Hmm that seems suspicious that you got a single contig from a metaviral analysis. Did you know there was only one virus in the sample? Since you have millions of reads and 97%+ are aligning it is not unusual to see that high a coverage number.
Thank you for the reply. It was a single viral isolate procedure and we expected to have only one viral species.

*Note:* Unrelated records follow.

Issue #199, opened 2026-06-24
bug: xiao_c6 companion_radio_ble missing NimBLE dep — BLE env can't build


Strycher:
## Bug
`Xiao_C6_companion_radio_ble_` fails to build: `fatal error: NimBLEDevice.h: No such file or directory`. The BLE companion env legitimately uses BLE (compiles `helpers/esp32/SerialBLEInterface.cpp`), but its `lib_deps` is **missing** `h2zero/NimBLE-Arduino @ ^2.0.0` — the dep our other working BLE envs (heltec_v3/v4, xiao_s3_wio) all declare.

**Distinct from #89 / #90**: those are the *non-BLE* envs (`_usb`/`_serial`/`_wifi`) wrongly compiling SerialBLEInterface. This is a *BLE* env missing the dep outright. xiao_c6 isn't in #90's affected list.

Surfaced 2026-06-24 while porting the MeshSmith Photon-1W (#193); the Photon BLE env had the identical gap (fixed in-port by adding the NimBLE dep).

## Fix
Add `h2zero/NimBLE-Arduino @ ^2.0.0` to `Xiao_C6_companion_radio_ble_`'s `lib_deps` (1 line; matches the Photon fix + heltec/xiao_s3_wio pattern).

## Also audit
Sweep all `*_companion_radio_ble` envs for the same missing dep, so no other BLE env is silently broken.

## Acceptance
- [ ] `Xiao_C6_companion_radio_ble_` builds clean.
- [ ] No other BLE companion env missing the NimBLE dep (or each tracked).

Strycher:
## The "Also audit" sweep is done — this is systemic, and 4 **shipped** envs are broken

Ran the audit this issue asked for while building for #298 (which hit the same error on `heltec_tracker_v2_companion_radio_ble`). It is not one or two stragglers.

### Root cause is structural
Only **3 of 32** ESP32 variants that define a `*companion_radio_ble` env declare a NimBLE dep: `heltec_v3`, `heltec_v4`, `xiao_s3_wio`. And **no shared/base config provides it** (nothing in the root `platformio.ini` or `arch/`), so every ESP32 BLE env must declare it individually — which is exactly why this keeps recurring one board at a time.

*(nRF52 BLE envs are irrelevant here — they use the Nordic/Bluefruit stack, not NimBLE. An earlier naive sweep flagged ~60 "suspects"; filtering to ESP32-only is what makes the list meaningful.)*

[...]

Issue #90, opened 2026-06-11
bug: non-BLE companion envs (heltec_v3/v4 + xiao serial/wifi) share #288 NimBLE build regression


Strycher:
## Bug (deferred — "fix properly later")
Same root cause as Strycher/Crosswire#89: the #288 NimBLE migration added NimBLE-Arduino **only to the `_ble` envs**, but the **`_usb` / `_serial` / `_wifi` companion envs** on every NimBLE board still compile `SerialBLEInterface.cpp` (via `+<helpers/esp32/*.cpp>`) without the dep → they don't build.

## Affected (to verify + fix)
- `heltec_v3` companion `_usb` / `_serial` / `_wifi`
- `heltec_v4` companion `_usb` / `_serial` / `_wifi`
- `xiao_s3_wio` companion `_serial` / `_wifi` (the `_usb` is fixed under #89)

## Fix options
- Exclude `SerialBLEInterface.cpp` from each non-BLE companion env's `build_src_filter` (matches #89), **or**
- Guard `SerialBLEInterface.h` behind `NIMBLE_ENABLED` so it compiles to nothing without BLE (cleaner, addresses the "transitional" #288 state at the source).

## Acceptance
- [ ] All non-BLE companion envs on heltec_v3/v4/xiao_s3_wio build clean.

Strycher:
Fixed by the #199 work (commit `428658e8`). All non-BLE companion envs on heltec_v3 / heltec_v4 / xiao_s3_wio now either exclude `SerialBLEInterface.cpp` via the new shared `${esp32_no_ble.build_src_filter}` or legitimately carry NimBLE. Took the #89 exclusion pattern rather than the NIMBLE_ENABLED header guard, to keep src/ aligned with upstream MeshCore for clean cherry-picks. Verified: Heltec_v3_companion_radio_wifi, heltec_v4_companion_radio_wifi, Xiao_S3_WIO_companion_radio_serial all build.

PR #200, opened 2026-06-24
fix(#89): exclude SerialBLEInterface.cpp from Xiao_S3_WIO USB companion

### LINKED ISSUE #89: bug: Xiao_S3_WIO_companion_radio_usb fails to build — NimBLEDevice.h (regression from #288)
## Bug
`pio run -e Xiao_S3_WIO_companion_radio_usb` fails to compile:
```
src/helpers/esp32/SerialBLEInterface.h:4: fatal error: NimBLEDevice.h: No such file or directory
```

## Root cause
The #288 NimBLE migration (`562347be`, `b25bc3fd`) added the NimBLE-Arduino lib **only to the `_ble` env**, but this `_usb` env still compiles `SerialBLEInterface.cpp` via the greedy `build_src_filter += <helpers/esp32/*.cpp>`. The USB build never *uses* BLE — `main.cpp:56` gates the BLE interface behind `defined(BLE_PIN_CODE)`, which this env does not set. So the file is compiled but never referenced. Full analysis: Strycher/Crosswire#86 (comment).

## Fix (verified safe)
Add `-<helpers/esp32/SerialBLEInterface.cpp>` to `Xiao_S3_WIO_companion_radio_usb`'s `build_src_filter`. No missing symbol (USB build never references it).

## Scope
This env only — needed to unblock device provisioning (#86). The same regression on `heltec_v3`/`v4` + the `_serial`/`_wifi` companion envs is tracked separately ("fix properly later").

## Acceptance
- [ ] `pio run -e Xiao_S3_WIO_companion_radio_usb` builds clean.

Strycher:
## fix(#89): Xiao_S3_WIO USB companion NimBLE build regression

Closes #89.

`Xiao_S3_WIO_companion_radio_usb` failed with `fatal error: NimBLEDevice.h: No such file or directory` — the #288 NimBLE migration added NimBLE only to `_ble` envs, but the USB env still greedy-compiled `helpers/esp32/SerialBLEInterface.cpp` without the dep. The USB companion never uses BLE (gated on `BLE_PIN_CODE`, undefined here), so the fix excludes that NimBLE-only file from the env's `build_src_filter`.

1-line change; build verified green on current firmware-base (Flash 18.6%). Re-applies the original fix (`d89561c4`) that had been stranded on an unmerged stale branch.

Related (separate, tracked): **#90** (non-BLE serial/wifi envs across boards), **#199** (xiao_c6 BLE missing NimBLE dep).

### DIFF
--- a/variants/xiao_s3_wio/platformio.ini
+++ b/variants/xiao_s3_wio/platformio.ini
@@ -141,6 +141,7 @@ build_flags =
 build_src_filter = ${Xiao_S3_WIO.build_src_filter}
   +<helpers/ui/SSD1306Display.cpp>
   +<helpers/esp32/*.cpp>
+  -<helpers/esp32/SerialBLEInterface.cpp>   ; #89: USB companion has no BLE (gated on BLE_PIN_CODE); drop NimBLE-only file
   +<helpers/ui/MomentaryButton.cpp>
   +<../examples/companion_radio/*.cpp>
   +<../examples/companion_radio/ui-new/*.cpp>


Strycher:
Human merge approval received (Ben, 2026-06-24). Enabling auto-merge (--rebase) per DW flow.

Issue #95, opened 2026-06-12
Epic: default the MQTT broker pool pre-config (CoreScope/LetsMesh/Eastme.sh/MeshMapper/EU/AU + per-device auth)


Strycher:
## Goal
Ship the observer with the core MQTT broker pool **pre-configured by default** so operators don't hand-enter every broker. Extends the partial Phase-2 work (Crosswire-03m) with this session's verified auth findings.

## Broker layout (owner-specified)
| Slot | Broker | Transport | ca_cert | jwt_audience | Status |
|---|---|---|---|---|---|
| 0 | **CoreScope (Dayton)** | tcp / anon | — | — | known: `mqtt.w8oof.net:1883` |
| 1 | **LetsMesh.net (US)** | wss/jwt | `gts-r4` | `mqtt-us-v1.letsmesh.net` (bare) | known + verified |
| 2 | **Eastme.sh (US)** | wss/jwt | `letsencrypt` | `mqtt.eastme.sh` | known + verified |
| 3 | **MeshMapper** | TBD | TBD | TBD | **NEW — never tried; research host/cert/auth** |
| 4 | **LetsMesh (EU)** | wss/jwt | TBD (likely `gts-r4`) | TBD | **verify EU site + host/audience** |
| 5 | **Eastmesh.au** | wss/jwt | `letsencrypt` | `mqtt2.eastmesh.au` | **verify still exists** (`wss://mqtt2.eastmesh.au:443/mqtt` per NVS test fixture) — may have consolidated into eastme.sh |
| 6 | **User config** | — | — | — | left blank for the operator |

## CRITICAL design constraint — per-device auth ("confirm this works")
`username` and `jwt_owner` are **device-specific** (the node's own Ed25519 pubkey) and **cannot be static defaults**:
- `mqtt.broker.<N>.username` = **`v1_<UPPERCASE 64-hex pubkey>`** (broker strips `v1_`, verifies the token's `publicKey` claim)
- `mqtt.broker.<N>.jwt_owner` = **`<UPPERCASE 64-hex pubkey>`** (own pubkey; #63 normalizes to uppercase)
- `jwt_email` = operator email (per-user; default from a configured owner-email if present)
- password = the minted JWT (firmware mints; #68)

[...]

PR #282, opened 2026-07-06
Updated EastMe.sh to CoreComms.net

EldoonNemar:


Strycher:
Hi @EldoonNemar — first, an apology for how long this sat without a response; that's on us, not you.

Your rename is now landed on firmware-base via #679 (merge commit 1a0b7edb), with you credited as Co-Authored-By on the commit and thanked in the CHANGELOG. We re-implemented rather than merging this branch only because the files it touches (ConfigSchema, MqttAuth) were heavily restructured after July 6 (slot-layout #95, reseeds #390/#593, the 1.17.0 base update), which left this PR in an unresolvable conflict state — nothing wrong with the change itself.

Two things your contribution directly triggered: we live-verified mqtt.corecomms.net (WSS/MQTT upgrade + full TLS chain to GTS Root R4 — your gts-r4 anchor choice was exactly right), and in the process we found the Eastmesh.au slot's old letsencrypt pin no longer validates at all, so that got fixed in the same landing.

Thanks for the contribution and the rebrand heads-up — PRs like this one are genuinely welcome, and we'll be faster next time.

PR #291, opened 2026-07-14
fix(#290): parse ESP32-C6/H2 base MAC in pio-flash bootstrap

### LINKED ISSUE #290: bootstrap mis-parses ESP32-C6/H2 MAC (records EUI-64 head, not base MAC)
## Summary

`scripts/pio-flash.py` → `cmd_bootstrap` records the **wrong MAC** for ESP32-C6 / ESP32-H2 (any IEEE 802.15.4-capable chip). It stores a corrupted address with the EUI-64 fill pattern `ff:fe` embedded instead of the chip's true base MAC.

## Root cause

The MAC is parsed with:

```python
m = re.search(r"MAC:\s*([0-9a-fA-F:]{17})", result.stdout)
```

This grabs the **first** `MAC:` line and truncates it to 17 chars (6 bytes). On 802.15.4 chips, esptool v5.x prints the **8-byte EUI-64** as the first `MAC:` line, whose first 6 bytes are the EUI-64 head (`...:ff:fe:...`), **not** the base MAC. The correct value is on the separate `BASE MAC:` line.

## Evidence (verified 2026-07-14)

> **Note:** MAC values below are **synthetic placeholders** illustrating the output *shape*. The real device MAC is not reproduced here — it lives only in the gitignored `hardware-devices.yaml` (redaction discipline; device MACs are treated as sensitive).

Registering an ESP32-C6 via bootstrap, `esptool v5.2.0 read-mac` prints this shape:

```
Chip type:  ESP32-C6FH4 (QFN32) (revision v0.2)
MAC:        02:71:bc:ff:fe:12:34:56      <- 8-byte EUI-64 (parsed by mistake)
BASE MAC:   02:71:bc:12:34:56            <- true 6-byte MAC (should be used)
MAC_EXT:    ff:fe
```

So Can I go ahead with this assembly?
Is it similar to a known/related virus? Does it appear to contain the entire genome?
Having too much coverage (over sampling) can be an issue for getting good assemblies. There are tools to normalize the data before assembly (like
bbnorm.sh
). So you will need to judge how good the assembly is.I verified the contigs using checkV and this contig is a valid viral complete contigs and the it is also ~80 similarity with the closet reference genome. Sequencing depth is around 30X that why I didn't think of doing normalization before. But Ill check bbnorm.sh
There is no way your sequencing depth is 30x. Just going by aligned number of bases above there are a total of ~2.4 Billion bases aligned. If the genome is only 57500 bases then you end up with 42000x coverage based on sequence data.
That said if the genome matches a known relative and appears complete then you may be fine using the contig you have.